WHAT THE EXERCISE ASKS: From the records below, copy out exactly the lines from the one containing "-44,12 +44,12 @@" to the one containing "Sounds reasonable.", both included. Add nothing else.
----
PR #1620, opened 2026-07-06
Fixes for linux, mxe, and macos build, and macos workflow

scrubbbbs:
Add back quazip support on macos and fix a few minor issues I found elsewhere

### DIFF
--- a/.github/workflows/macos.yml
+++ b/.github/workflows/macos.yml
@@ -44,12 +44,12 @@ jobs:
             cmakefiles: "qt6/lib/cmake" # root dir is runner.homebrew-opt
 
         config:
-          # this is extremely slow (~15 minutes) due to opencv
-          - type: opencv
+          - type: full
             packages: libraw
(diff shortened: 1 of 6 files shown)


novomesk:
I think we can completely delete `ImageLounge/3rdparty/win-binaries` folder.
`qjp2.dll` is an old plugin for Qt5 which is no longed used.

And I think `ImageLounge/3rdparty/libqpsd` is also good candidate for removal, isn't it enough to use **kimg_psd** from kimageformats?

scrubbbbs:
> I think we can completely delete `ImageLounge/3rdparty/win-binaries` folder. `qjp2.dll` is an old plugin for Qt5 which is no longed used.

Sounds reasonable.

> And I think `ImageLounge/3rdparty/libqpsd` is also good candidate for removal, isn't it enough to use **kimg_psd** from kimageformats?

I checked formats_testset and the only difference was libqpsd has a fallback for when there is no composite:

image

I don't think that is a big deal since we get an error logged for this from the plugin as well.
----
RESULT FOR THIS TASK:
@@ -44,12 +44,12 @@ jobs:
             cmakefiles: "qt6/lib/cmake" # root dir is runner.homebrew-opt
 
         config:
-          # this is extremely slow (~15 minutes) due to opencv
-          - type: opencv
+          - type: full
             packages: libraw
(diff shortened: 1 of 6 files shown)


novomesk:
I think we can completely delete `ImageLounge/3rdparty/win-binaries` folder.
`qjp2.dll` is an old plugin for Qt5 which is no longed used.

And I think `ImageLounge/3rdparty/libqpsd` is also good candidate for removal, isn't it enough to use **kimg_psd** from kimageformats?

scrubbbbs:
> I think we can completely delete `ImageLounge/3rdparty/win-binaries` folder. `qjp2.dll` is an old plugin for Qt5 which is no longed used.

Sounds reasonable.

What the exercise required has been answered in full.